ITEM 3. LEGAL PROCEEDINGS
The Company is subject to various lawsuits, claims and other legal matters that arise in the ordinary course of
conducting business, none of which, in management’s opinion, is expected to have a material adverse impact
on the Company’s financial condition, results of operations or cash flows.
In April 2000, a class action complaint was filed against Albertsons, as well as American Stores Company,
American Drug Stores, Inc., Sav-on Drug Stores, Inc. (“Sav-on Drug Stores”) and Lucky Stores, Inc. (“Lucky
Stores”), wholly-owned subsidiaries of Albertsons, in the Superior Court for the County of Los Angeles,
California (Gardner, et al. v. American Stores Company, et al.) by assistant managers seeking recovery of
overtime based on the plaintiffs’ allegation that they were improperly classified as exempt under California
law. In May 2001, the Court certified a class with respect to Sav-on Drug Stores assistant managers. A case
with very similar claims, involving the Sav-on Drug Stores assistant managers and operating managers, was
also filed in April 2000 against Sav-on Drug Stores in the Superior Court for the County of Los Angeles,
California (Rocher, Dahlin, et al. v. Sav-on Drug Stores, Inc.), and was certified as a class action in June 2001
with respect to assistant managers and operating managers. The two cases were consolidated in December
2001. New Albertsons was added as a named defendant in November 2006. Plaintiffs seek overtime wages,
meal and rest break penalties, other statutory penalties, punitive damages, interest, injunctive relief and the
attorneys’ fees and costs. The parties have entered into a memorandum of understanding regarding settlement
of this matter and are currently negotiating terms of a preliminary settlement agreement. Although this lawsuit
is subject to the uncertainties inherent in the litigation process, based on the information presently available to
the Company, management does not expect that the ultimate resolution of this lawsuit will have a material
adverse effect on the Company’s financial condition, results of operations or cash flows.

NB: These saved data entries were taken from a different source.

PR #1545, opened 2026-02-07
statistics_task: use uint64_t timestamps to prevent 32-bit overflow

r3mko:
The currentTime is in **ms** and it overflows after about 24 days, 20 hours, 31 minutes with int32_t.

Screenshot 2026-02-07

Making it an uint64_t should fix that.

### DIFF
--- a/main/tasks/statistics_task.c
+++ b/main/tasks/statistics_task.c
@@ -119,12 +119,12 @@ void statistics_task(void * pvParameters)
     TickType_t taskWakeTime = xTaskGetTickCount();
 
     while (1) {
-        const int32_t currentTime = esp_timer_get_time() / 1000;
+        const uint64_t currentTime = esp_timer_get_time() / 1000;
         const uint16_t configStatsFrequency = nvs_config_get_u16(NVS_CONFIG_STATISTICS_FREQUENCY);
-        const uint32_t statsFrequency = configStatsFrequency * 1000;
+        const uint64_t statsFrequency = (uint64_t)configStatsFrequency * 1000;
 
         if (0 != statsFrequency) {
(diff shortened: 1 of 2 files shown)


mutatrum:
Good find. There are a few other places in the code that use `esp_timer_get_time()` and `uint32_t` that might have the same problem.

r3mko:
**Current 32-bit ms sites:**

hashrate_monitor_task.c (line 176)
`uint32_t time_ms = esp_timer_get_time() / 1000;`

bap_handlers.c (line 40)
`uint32_t current_time = esp_timer_get_time() / 1000;`

bap_subscription.c (line 108)
`uint32_t current_time = esp_timer_get_time() / 1000;`

bap_subscription.c (line 213)
`uint32_t current_time = esp_timer_get_time() / 1000;`

self_test.c (line 454) and self_test.c (line 468)
`uint32_t start_ms / duration_ms based on esp_timer_get_time() / 1000`

PID.c (line 5)
`millis() returns unsigned long from esp_timer_get_time() / 1000 (32-bit on ESP32)`

screen.c (line 650)
stores uptime seconds in uint32_t, that would roll after ~136 years

_**Related storage fields tied to those 32-bit ms values:**_

bap_handlers.c (line 26) (last_message_time)
bap_subscription.h (line 23) (last_response)
bap_subscription.h (line 24) (update_interval_ms)
bap_subscription.h (line 25) (last_subscribe)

In September 2008, a class action complaint was filed against the Company, as well as International
Outsourcing Services, LLC (“IOS”), Inmar, Inc., Carolina Manufacturer’s Services, Inc., Carolina Coupon
Clearing, Inc. and Carolina Services, in the United States District Court in the Eastern District of Wisconsin.
The plaintiffs in the case are a consumer goods manufacturer, a grocery co-operative and a retailer marketing
services company who allege on behalf of a purported class that the Company and the other defendants
(i) conspired to restrict the markets for coupon processing services under the Sherman Act and (ii) were part
of an illegal enterprise to defraud the plaintiffs under the Federal Racketeer Influenced and Corrupt
Organizations Act. The plaintiffs seek monetary damages, attorneys’ fees and injunctive relief. The Company
intends to vigorously defend this lawsuit, however all proceedings have been stayed in the case pending the
result of the criminal prosecution of certain former officers of IOS. Although this lawsuit is subject to the
uncertainties inherent in the litigation process, based on the information presently available to the Company,
management does not expect that the ultimate resolution of this lawsuit will have a material adverse effect on
the Company’s financial condition, results of operations or cash flows.
In December 2008, a class action complaint was filed in the United States District Court for the Western
District of Wisconsin against the Company alleging that a 2003 transaction between the Company and C&S
Wholesale Grocers, Inc. (“C&S”) was a conspiracy to restrain trade and allocate markets. In the 2003
transaction, the Company purchased certain assets of the Fleming Corporation as part of Fleming Corporation’s
bankruptcy proceedings and sold certain of the assets of the Company to C&S which were located in New
England. The complaint alleges that the conspiracy was concealed and continued through the use of non-
compete and non-solicitation agreements and the closing down of the distribution facilities that the Company
and C&S purchased from the other. Plaintiffs are seeking monetary damages, injunctive relief and attorneys’
fees. The Company is vigorously defending this lawsuit. Although this lawsuit is subject to the uncertainties
inherent in the litigation process, based on the information presently available to the Company, management
does not expect that the ultimate resolution of this lawsuit will have a material adverse effect on the
Company’s financial condition, results of operations or cash flows.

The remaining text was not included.